Stored data
Segment Open

PR #7398, opened 2022-09-01
Fix and refactors for ``docparams`` extension

DanielNoord:

## Type of Changes

## Description

Some refactors based on the work in https://github.com/PyCQA/pylint/pull/7360

I'd like to see how the primer reacts to separate some of the large changes we were seeing in that PR.

### DIFF
--- a/doc/whatsnew/fragments/7398.other
+++ b/doc/whatsnew/fragments/7398.other
@@ -1,0 +1,4 @@
+The ``docparams`` extension now considers typing in Numpy style docstrings
+as "documentation" for the ``missing-param-doc`` message.
+
+Refs #7398
--- a/pylint/extensions/_check_docs_utils.py
+++ b/pylint/extensions/_check_docs_utils.py
@@ -806,6 +806,13 @@ class NumpyDocstring(GoogleDocstring):
                 param_name = match.group("param_name")
                 param_type = match.group("param_type")
                 param_desc = match.group("param_desc")
+                # The re_param_line pattern needs to match multi-line which removes the ability
+                # to match a single line description like 'arg : a number type.'
+                # We are not trying to determine whether 'a number type' is correct typing
+                # but we do accept it as typing as it is in the place where typing
+                # should be
+                if param_type is None and re.match(r"\s*(\*{0,2}\w+)\s*:.+$", entry):
+                    param_type = param_desc
 
             if param_type:
                 params_with_type.add(param_name)
--- a/pylint/extensions/_check_docs_utils.py
+++ b/pylint/extensions/_check_docs_utils.py
@@ -247,7 +247,7 @@ class SphinxDocstring(Docstring):
 
     re_multiple_simple_type = r"""
         (?:{container_type}|{type})
-        (?:(?:\s+(?:of|or)\s+|\s*,\s*)(?:{container_type}|{type}))*
+        (?:(?:\s+(?:of|or)\s+|\s*,\s*|\s+\|\s+)(?:{container_type}|{type}))*
     """.format(
         type=re_type, container_type=re_simple_container_type
     )
@@ -449,7 +449,7 @@ class GoogleDocstring(Docstring):
 
     re_multiple_type = r"""
         (?:{container_type}|{type}|{xref})
-        (?:(?:\s+(?:of|or)\s+|\s*,\s*)(?:{container_type}|{type}|{xref}))*
+        (?:(?:\s+(?:of|or)\s+|\s*,\s*|\s+\|\s+)(?:{container_type}|{type}|{xref}))*
     """.format(
         type=re_type, xref=re_xref, container_type=re_container_type
     )
@@ -728,13 +728,13 @@ class NumpyDocstring(GoogleDocstring):
         re.X | re.S | re.M,
     )
 
-    re_default_value = r"""((['"]\w+\s*['"])|(True)|(False)|(None))"""
+    re_default_value = r"""((['"]\w+\s*['"])|(\d+)|(True)|(False)|(None))"""
 
     re_param_line = re.compile(
         rf"""
-        \s*  (\*{{0,2}}\w+)(\s?(:|\n))              # identifier with potential asterisks
+        \s*  (?P<param_name>\*{{0,2}}\w+)(\s?(:|\n)) # identifier with potential asterisks
         \s*
-        (
+        (?P<param_type>
          (
           ({GoogleDocstring.re_multiple_type})      # default type declaration
           (,\s+optional)?                           # optional 'optional' indication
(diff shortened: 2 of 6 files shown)


DanielNoord:
@Pierre-Sassoulas This allows the PR of @adam-grant-hendry to only focus on the `default` aspect. I think we can merge this?

Pierre-Sassoulas (commented):
I like the new PR to separate the two modifications.

Are we sure the style of the docstring is detected properly ([Pandas seems to be using numpy](https://pandas.pydata.org/docs/dev/development/contributing_docstring.html#docstring, based on [this](https://numpydoc.readthedocs.io/en/latest/format.html#docstring-standard)), so it's strange that there is so much violations. On the other hand it seems they suggest to check with pylint so it's entirely possible that if pylint was not detecting it previously then some of their docstring are wrong...

Also shouldn't we add explicit functional tests for the new test cases ? Regexes are pretty easy to get wrong so regression tests would really help in case of future changes.

DanielNoord:
https://github.com/PyCQA/pylint/runs/8144779659?check_suite_focus=true

If you search for "fh" in the logs it shows that we are not actually recognizing these parameters to begin with. With this change we are recognising them, but do not consider them correctly typed.
I'm not sure what we should do there. 

Take:
https://github.com/pandas-dev/pandas/blob/bfdb524f5807892adde0e5d3d754351459cd1614/pandas/compat/pickle_compat.py#L256
https://github.com/pandas-dev/pandas/blob/bfdb524f5807892adde0e5d3d754351459cd1614/pandas/compat/numpy/function.py#L416

It's clear that they are trying to put types on the first line and not descriptions. But in the first example there are also descriptions and not only types. Should we raise `missing-type-doc` here? Or should we just accept it?

Pierre-Sassoulas:
> Should we raise missing-type-doc here? Or should we just accept it?

I think we should not raise ``missing-type-doc`` as we're not in the business of checking if a bunch of English words are an attempt to describe the type of a parameter 😄 But the function signature is typed, are we already raising ``missing-type-doc`` in this case ? I would say we should not but I want to avoid churn if we are.

DanielNoord:
> > Should we raise missing-type-doc here? Or should we just accept it?
> 
> I think we should not raise `missing-type-doc` as we're not in the business of checking if a bunch of English words are an attempt to describe the type of a parameter 😄 But the function signature is typed, are we already raising `missing-type-doc` in this case ? I would say we should not but I want to avoid churn if we are.

We are. I think we don't check signatures for this check.

I'll look into accepting these docstrings in `pandas`. Drafting this.

Pierre-Sassoulas:
> We are. I think we don't check signatures for this check.

Let's keep raising it then, we can't know that the description is trying to define the typing in plain English.

> I'll look into accepting these docstrings in pandas. Drafting this.

I think this could be merged if we add some functional tests to formalize and check what we want to prevent future regression.

DanielNoord:
> > We are. I think we don't check signatures for this check.
> 
> 
> 
> Let's keep raising it then, we can't know that the description is trying to define the typing in plain English.
> 
> 

Wouldn't it make more sense then to just accept anything that is being written on the line that is intended for typing? And not bother about determining whether it is actually typing.

Pierre-Sassoulas:
I thought it was supposed to be like ``:param int variable_name: description``, my numpy's style knowledge is... not rusty, I never had one :) So yeah, if it's supposed to be the typing then let's accept it.

DanielNoord:
> I thought it was supposed to be like `:param int variable_name: description`, my numpy's style knowledge is... not rusty, I never had one :) So yeah, if it's supposed to be the typing then let's accept it.

I think that's Sphinx

DanielNoord:
@Pierre-Sassoulas Let's get final confirmation from the primer, but I think I fixed the issue here 😄

Pierre-Sassoulas (approved):
👌

DanielNoord:
@Pierre-Sassoulas The last commit is debatable. Do we want to raise `missing-param-doc` if there is a type documentation? I'd say no, but our tests say otherwise 😓 

I think that if you're documenting the type in a docstring you'll probably add a description if you really want to.

Pierre-Sassoulas:
>  Do we want to raise missing-param-doc if there is a type documentation? I'd say no, but our tests say otherwise 

I'm personally rather lax with param documentation in docstring because if you use proper variable name then the param description is VERY often just the variable name with a more natural english capitalization... So if we have type information I would say it's voluntary that the param is not documented further... Now, I'm not using the docparam checker myself. Is my opinion the same as the one from persons that would actually use this checker... ? Probably not.

DanielNoord:
> > Do we want to raise missing-param-doc if there is a type documentation? I'd say no, but our tests say otherwise
> 
> I'm personally rather lax with param documentation in docstring because if you use proper variable name then the param description is VERY often just the variable name with a more natural english capitalization... So if we have type information I would say it's voluntary that the param is not documented further... Now, I'm not using the docparam checker myself. Is my opinion the same as the one from persons that would actually use this checker... ? Probably not.

Yeah I guess it depends on what "documentation" is. Is it any form of documentation or only a specific description?

adam-grant-hendry:
> Yeah I guess it depends on what "documentation" is. Is it any form of documentation or only a specific description?

@DanielNoord @Pierre-Sassoulas I'd be careful: documentation is code. The end user may add an examples section, and if they use incorrect names, that should fail. In these days, that documentation may even also include `mypy` type hints.

DanielNoord:
> > Yeah I guess it depends on what "documentation" is. Is it any form of documentation or only a specific description?
> 
> @DanielNoord @Pierre-Sassoulas I'd be careful: documentation is code. The end user may add an examples section, and if they use incorrect names, that should fail. In these days, that documentation may even also include `mypy` type hints.

Yeah agreed, but take:
```python
def func(arg):
     """     
     Parameters
     ----------
     arg : int or None
     """     
```

Should we really raise `missing-param-doc` here for arg? I would consider it to be documented..

Pierre-Sassoulas:
Agree with the last point, I say let's not raise but maybe also let's wait for additional opinion, 2.16 is not out yet we can wait a little before merging.

adam-grant-hendry:
> Should we really raise `missing-param-doc` here for arg?

No. I would raise `missing-param-type` though or a type mismatch error. `arg` is typed as `typing.Any`, but declared to be `int or None` here.

DanielNoord:
> > Should we really raise `missing-param-doc` here for arg?
> 
> No, but I would raise `missing-param-type` though or a type mismatch error. `arg` is typed as `typing.Any`, but declared to be `int or None` here.

Yeah, but that should be its own message probably. Something like `docstring-signature-type-mismatch`. Although I don't know if we want to get into that business. Resolving types in signatures is hard..

Pierre-Sassoulas:
> Although I don't know if we want to get into that business. Resolving types in signatures is hard..

Strong agree here, this is full project in itself. Let's raise one of the two existing messages and let the user sort it out.

Pierre-Sassoulas (approved):

adam-grant-hendry:
> Yeah, but that should be its own message probably. Something like docstring-signature-type-mismatch. Although I don't know if we want to get into that business. Resolving types in signatures is hard..

That's completely fair. I understand 👍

Segment Closed

- [Work order]
Within the data, how many lines hold the word "information"? State the number alone.

- [Task answer]
2